**** MATERIAL FOR THIS EXERCISE ****
PR #1746, opened 2022-05-17
[core] Add ConsoleService

zach2good:
**_I affirm:_**

Slowly chipping away at porting my changes from 2022 refresh

### DIFF
--- a/src/common/socket.cpp
+++ b/src/common/socket.cpp
@@ -168,7 +168,7 @@ int32 makeConnection(uint32 ip, uint16 port, int32 type)
 
     if (fd == -1)
     {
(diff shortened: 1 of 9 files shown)


src/common/socket.cpp
```diff
@@ -55,6 +55,8 @@ typedef int socklen_t;
 SOCKET sock_arr[FD_SETSIZE];
 int    sock_arr_len = 0;
 
+std::array<std::unique_ptr<socket_data>, FD_SETSIZE> session;
```
zach2good, line 58: I'm not sure how we've ever been compiling, with this missing from a compilation unit 👀

Xaver-DaRed (approved):

PR #1747, opened 2022-05-17
[connect server] Delete session in call to delete_session

zach2good:
**_I affirm:_**

With the use of extra debug logging, we discovered on stream that we're filling the `session` array but never clearing entries out of it. In this context, sessions are the active reservation and use of fd's with sockets. So, once we run out (1000+ on windows, now moved up to 4k), no more will be able to be allocated. 

With this change, the number shrinks back down as sockets are released (ish).

Won't know if this fixes the login server until it's out in the wild 🤷


scripts/commands/ver.lua
```diff
@@ -1,19 +0,0 @@
...
------------------------------------
-
-cmdprops =
-{
-    permission = 0,
-    parameters = ""
-}
-
-function onTrigger(player, target)
-    local version = GetServerVersion()
```
TeoTwawki, line 13: I'll take "things we forgot existed" for 200, Alex

Xaver-DaRed (approved):

PR #1751, opened 2022-05-19
[NPC] condor eye added missing dialog

kaincenteno:
condor eye doesnt turn around to talk to you

**_I affirm:_**

adds dialog for condor eye when not inside the port. Currently he is not acting as in retail and rotating 180 to talk to you and gives you only 1 dialog, he should have 1 dialog for inside the port and 1 outside.


Xaver-DaRed (approved):

kaincenteno:
Tested, working as expected

PR #2226, opened 2022-07-08
[core] [packets] Adjust incoming login packet logic to be more safe

### LINKED ISSUE #2157: 🐛 When character is created, the first attempt at zoning fails

## Branch affected by issue 
`base`

## Steps to reproduce
1. Create a new character, give it GM status before it arrives in game worked for the 1st time (I typically do this at the screen the progress bar fills up and says "registered" before hitting ok to get into game)
2. Notice the log giving an invalid key message in the console log, but you do arrive in game properly.
3. once in game (for me this was bastok mines) try to use `!goto <me>` to warp to yourself. Nothing happens. No error, no nothing. Doesn't respond at all. Now try and walk out of town. You will arrive back at your starting point (default homepoint).
4. Try to zone again. works normally. Try the same `!goto <me>` command again, you get zoned and arrive back in same location as expected.
5. Logging out and back in zoning will work as normal after. This ONLY happens if you try to immediately zone after the starting cs movie completes.

## Expected behavior
Zonage should work correctly the 1st time.

WinterSolstice8:
**_I affirm:_**

Adjusts zoning/login logic to be more safe -- specifically it allows for the client to send repeat 0x00A and 0x00C without errors. 
Fixes #2157

Change zones/login and have it work
~~Change zones/login into mog house with mannequin and have it work~~ edit: mannequins aren't implemented?
Breakpoint 0x00D/0x00A, attempt zone/login, wait several seconds, remove breakpoint, continue. Have no errors and login/zone successfully.

### DIFF
--- a/src/map/packet_system.cpp
+++ b/src/map/packet_system.cpp
@@ -241,10 +241,16 @@ void SmallPacket0x00A(map_session_data_t* const PSession, CCharEntity* const PCh
     TracyZoneScoped;
     data.ref<uint32>(0x5C) = 0;
 
-    PChar->clearPacketList();
-
-    if (PChar->status == STATUS_TYPE::DISAPPEAR)
+    if (PSession->blowfish.status == BLOWFISH_ACCEPTED && PChar->status == STATUS_TYPE::NORMAL) // Do nothing if character is zoned in
     {
+        ShowWarning("packet_system::SmallPacket0x00A player '%' attempting to send 0x00A when already logged in", PChar->GetName());
+        return;
+    }
+
+    if (PSession->blowfish.status == BLOWFISH_WAITING) // Generate new blowfish session, call zone in, etc, only once.
+    {
+        PChar->clearPacketList();
+
         if (PChar->loc.zone != nullptr)
         {
             // Remove the char from previous zone, and unset shuttingDown (already in next zone)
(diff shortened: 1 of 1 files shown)


WinterSolstice8:
Marked as draft until this can be tested by more than just myself out of safety precautions.

TeoTwawki:
I'll help test, I was working on a problem in same area (where I had stuffed that homepoint line as a temp measure)

src/map/packet_system.cpp
```diff
@@ -454,6 +449,12 @@ void SmallPacket0x00C(map_session_data_t* const PSession, CCharEntity* const PCh
 void SmallPacket0x00D(map_session_data_t* const PSession, CCharEntity* const PChar, CBasicPacket data)
 {
     TracyZoneScoped;
+
+    if (PChar->status == STATUS_TYPE::DISAPPEAR && (PSession->blowfish.status == BLOWFISH_WAITING || PSession->blowfish.status == BLOWFISH_SENT)) // Character has already requested to zone, do nothing.
```
zach2good, line 453: 👍

zach2good (approved):
I'll mess with this in the next few days and see if I can break it, otherwise, looks pretty good

zach2good:
Tested a little on my lunch break, looks good 👍

WinterSolstice8:
Alright, draft status removed

TeoTwawki (approved):

src/map/packet_system.cpp
```diff
@@ -313,28 +319,20 @@ void SmallPacket0x00A(map_session_data_t* const PSession, CCharEntity* const PCh
                 PChar->loc.zoning = true;
             }
         }
-        PChar->status = STATUS_TYPE::NORMAL;
-    }
-    else if (PChar->loc.zone != nullptr)
-    {
-        // TODO: this should only happen ONCE, instead of spamming the log dozens of times..
```
TeoTwawki, line 320: death to log spam and overzealous homepointing

TeoTwawki: next stop, figuring out why intro cs was tripping this on new chars

TeoTwawki:
> I'll help test, I was working on a problem in same area (where I had stuffed that homepoint line as a temp measure)

I had forgotten yesterday, but saw no adverse effect this morning

src/map/packet_system.cpp
WinterSolstice8: the client was probably sending another 0x0A for some reason, despite already being zoned in. I don't think it's necessary for us but SE's backend might be doing something different during character creation (perhaps their new characters aren't visible until they finish the CS?)

TeoTwawki: > (perhaps their new characters aren't visible until they finish the CS?)

it either doesn't actually show the player in game yet or they are a statue there till their cs ends, I'd need to watch from a second account to really know for sure.

I know -other- players shouldn't be visible during your cs, and I am unsure how that is implemented on retail - on private servers you can see people running past

WinterSolstice8: >I know -other- players shouldn't be visible during your cs, and I am unsure how that is implemented on retail - on private servers you can see people running past

I think we could add a flag for "new player" and not set/send the update PCs flag to accomplish this. We want NPCs, but not players.

TeoTwawki: > I think we could add a flag for "new player" and not set/send the update PCs flag to accomplish this. We want NPCs, but not players.

May possibly be some other cs that do this as well (don't show ppl on retail, but do on private server). As far as a flag, we do have one that we aren't checking we could potentially use.

claywar (approved):

PR #2229, opened 2022-07-08
[core] Fishing Heal Fix and Spelling Corrections

The-Aerec:
Co-Authored-By: Setzor <setzor@gmail.com>

**_I affirm:_**

Fixes the CalculateHeal function to properly calculate how much a fish heals on player mistake during the fishing minigame. 
(Fixes Spellings of that function as well)

Fish 
reduce fish stamina some 
purposely mess up the minigame
see fish heal

### DIFF
--- a/src/map/utils/fishingutils.cpp
+++ b/src/map/utils/fishingutils.cpp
****
● **EXERCISE BRIEF**:
Reproduce the full block of data exactly, omitting nothing.

● **TASK ANSWER**:
PR #1746, opened 2022-05-17
[core] Add ConsoleService

zach2good:
**_I affirm:_**

Slowly chipping away at porting my changes from 2022 refresh

### DIFF
--- a/src/common/socket.cpp
+++ b/src/common/socket.cpp
@@ -168,7 +168,7 @@ int32 makeConnection(uint32 ip, uint16 port, int32 type)
 
     if (fd == -1)
     {
(diff shortened: 1 of 9 files shown)


src/common/socket.cpp
```diff
@@ -55,6 +55,8 @@ typedef int socklen_t;
 SOCKET sock_arr[FD_SETSIZE];
 int    sock_arr_len = 0;
 
+std::array<std::unique_ptr<socket_data>, FD_SETSIZE> session;
```
zach2good, line 58: I'm not sure how we've ever been compiling, with this missing from a compilation unit 👀

Xaver-DaRed (approved):

PR #1747, opened 2022-05-17
[connect server] Delete session in call to delete_session

zach2good:
**_I affirm:_**

With the use of extra debug logging, we discovered on stream that we're filling the `session` array but never clearing entries out of it. In this context, sessions are the active reservation and use of fd's with sockets. So, once we run out (1000+ on windows, now moved up to 4k), no more will be able to be allocated. 

With this change, the number shrinks back down as sockets are released (ish).

Won't know if this fixes the login server until it's out in the wild 🤷


scripts/commands/ver.lua
```diff
@@ -1,19 +0,0 @@
...
------------------------------------
-
-cmdprops =
-{
-    permission = 0,
-    parameters = ""
-}
-
-function onTrigger(player, target)
-    local version = GetServerVersion()
```
TeoTwawki, line 13: I'll take "things we forgot existed" for 200, Alex

Xaver-DaRed (approved):

PR #1751, opened 2022-05-19
[NPC] condor eye added missing dialog

kaincenteno:
condor eye doesnt turn around to talk to you

**_I affirm:_**

adds dialog for condor eye when not inside the port. Currently he is not acting as in retail and rotating 180 to talk to you and gives you only 1 dialog, he should have 1 dialog for inside the port and 1 outside.


Xaver-DaRed (approved):

kaincenteno:
Tested, working as expected

PR #2226, opened 2022-07-08
[core] [packets] Adjust incoming login packet logic to be more safe

### LINKED ISSUE #2157: 🐛 When character is created, the first attempt at zoning fails

## Branch affected by issue 
`base`

## Steps to reproduce
1. Create a new character, give it GM status before it arrives in game worked for the 1st time (I typically do this at the screen the progress bar fills up and says "registered" before hitting ok to get into game)
2. Notice the log giving an invalid key message in the console log, but you do arrive in game properly.
3. once in game (for me this was bastok mines) try to use `!goto <me>` to warp to yourself. Nothing happens. No error, no nothing. Doesn't respond at all. Now try and walk out of town. You will arrive back at your starting point (default homepoint).
4. Try to zone again. works normally. Try the same `!goto <me>` command again, you get zoned and arrive back in same location as expected.
5. Logging out and back in zoning will work as normal after. This ONLY happens if you try to immediately zone after the starting cs movie completes.

## Expected behavior
Zonage should work correctly the 1st time.

WinterSolstice8:
**_I affirm:_**

Adjusts zoning/login logic to be more safe -- specifically it allows for the client to send repeat 0x00A and 0x00C without errors. 
Fixes #2157

Change zones/login and have it work
~~Change zones/login into mog house with mannequin and have it work~~ edit: mannequins aren't implemented?
Breakpoint 0x00D/0x00A, attempt zone/login, wait several seconds, remove breakpoint, continue. Have no errors and login/zone successfully.

### DIFF
--- a/src/map/packet_system.cpp
+++ b/src/map/packet_system.cpp
@@ -241,10 +241,16 @@ void SmallPacket0x00A(map_session_data_t* const PSession, CCharEntity* const PCh
     TracyZoneScoped;
     data.ref<uint32>(0x5C) = 0;
 
-    PChar->clearPacketList();
-
-    if (PChar->status == STATUS_TYPE::DISAPPEAR)
+    if (PSession->blowfish.status == BLOWFISH_ACCEPTED && PChar->status == STATUS_TYPE::NORMAL) // Do nothing if character is zoned in
     {
+        ShowWarning("packet_system::SmallPacket0x00A player '%' attempting to send 0x00A when already logged in", PChar->GetName());
+        return;
+    }
+
+    if (PSession->blowfish.status == BLOWFISH_WAITING) // Generate new blowfish session, call zone in, etc, only once.
+    {
+        PChar->clearPacketList();
+
         if (PChar->loc.zone != nullptr)
         {
             // Remove the char from previous zone, and unset shuttingDown (already in next zone)
(diff shortened: 1 of 1 files shown)


WinterSolstice8:
Marked as draft until this can be tested by more than just myself out of safety precautions.

TeoTwawki:
I'll help test, I was working on a problem in same area (where I had stuffed that homepoint line as a temp measure)

src/map/packet_system.cpp
```diff
@@ -454,6 +449,12 @@ void SmallPacket0x00C(map_session_data_t* const PSession, CCharEntity* const PCh
 void SmallPacket0x00D(map_session_data_t* const PSession, CCharEntity* const PChar, CBasicPacket data)
 {
     TracyZoneScoped;
+
+    if (PChar->status == STATUS_TYPE::DISAPPEAR && (PSession->blowfish.status == BLOWFISH_WAITING || PSession->blowfish.status == BLOWFISH_SENT)) // Character has already requested to zone, do nothing.
```
zach2good, line 453: 👍

zach2good (approved):
I'll mess with this in the next few days and see if I can break it, otherwise, looks pretty good

zach2good:
Tested a little on my lunch break, looks good 👍

WinterSolstice8:
Alright, draft status removed

TeoTwawki (approved):

src/map/packet_system.cpp
```diff
@@ -313,28 +319,20 @@ void SmallPacket0x00A(map_session_data_t* const PSession, CCharEntity* const PCh
                 PChar->loc.zoning = true;
             }
         }
-        PChar->status = STATUS_TYPE::NORMAL;
-    }
-    else if (PChar->loc.zone != nullptr)
-    {
-        // TODO: this should only happen ONCE, instead of spamming the log dozens of times..
```
TeoTwawki, line 320: death to log spam and overzealous homepointing

TeoTwawki: next stop, figuring out why intro cs was tripping this on new chars

TeoTwawki:
> I'll help test, I was working on a problem in same area (where I had stuffed that homepoint line as a temp measure)

I had forgotten yesterday, but saw no adverse effect this morning

src/map/packet_system.cpp
WinterSolstice8: the client was probably sending another 0x0A for some reason, despite already being zoned in. I don't think it's necessary for us but SE's backend might be doing something different during character creation (perhaps their new characters aren't visible until they finish the CS?)

TeoTwawki: > (perhaps their new characters aren't visible until they finish the CS?)

it either doesn't actually show the player in game yet or they are a statue there till their cs ends, I'd need to watch from a second account to really know for sure.

I know -other- players shouldn't be visible during your cs, and I am unsure how that is implemented on retail - on private servers you can see people running past

WinterSolstice8: >I know -other- players shouldn't be visible during your cs, and I am unsure how that is implemented on retail - on private servers you can see people running past

I think we could add a flag for "new player" and not set/send the update PCs flag to accomplish this. We want NPCs, but not players.

TeoTwawki: > I think we could add a flag for "new player" and not set/send the update PCs flag to accomplish this. We want NPCs, but not players.

May possibly be some other cs that do this as well (don't show ppl on retail, but do on private server). As far as a flag, we do have one that we aren't checking we could potentially use.

claywar (approved):

PR #2229, opened 2022-07-08
[core] Fishing Heal Fix and Spelling Corrections

The-Aerec:
Co-Authored-By: Setzor <setzor@gmail.com>

**_I affirm:_**

Fixes the CalculateHeal function to properly calculate how much a fish heals on player mistake during the fishing minigame. 
(Fixes Spellings of that function as well)

Fish 
reduce fish stamina some 
purposely mess up the minigame
see fish heal

### DIFF
--- a/src/map/utils/fishingutils.cpp
+++ b/src/map/utils/fishingutils.cpp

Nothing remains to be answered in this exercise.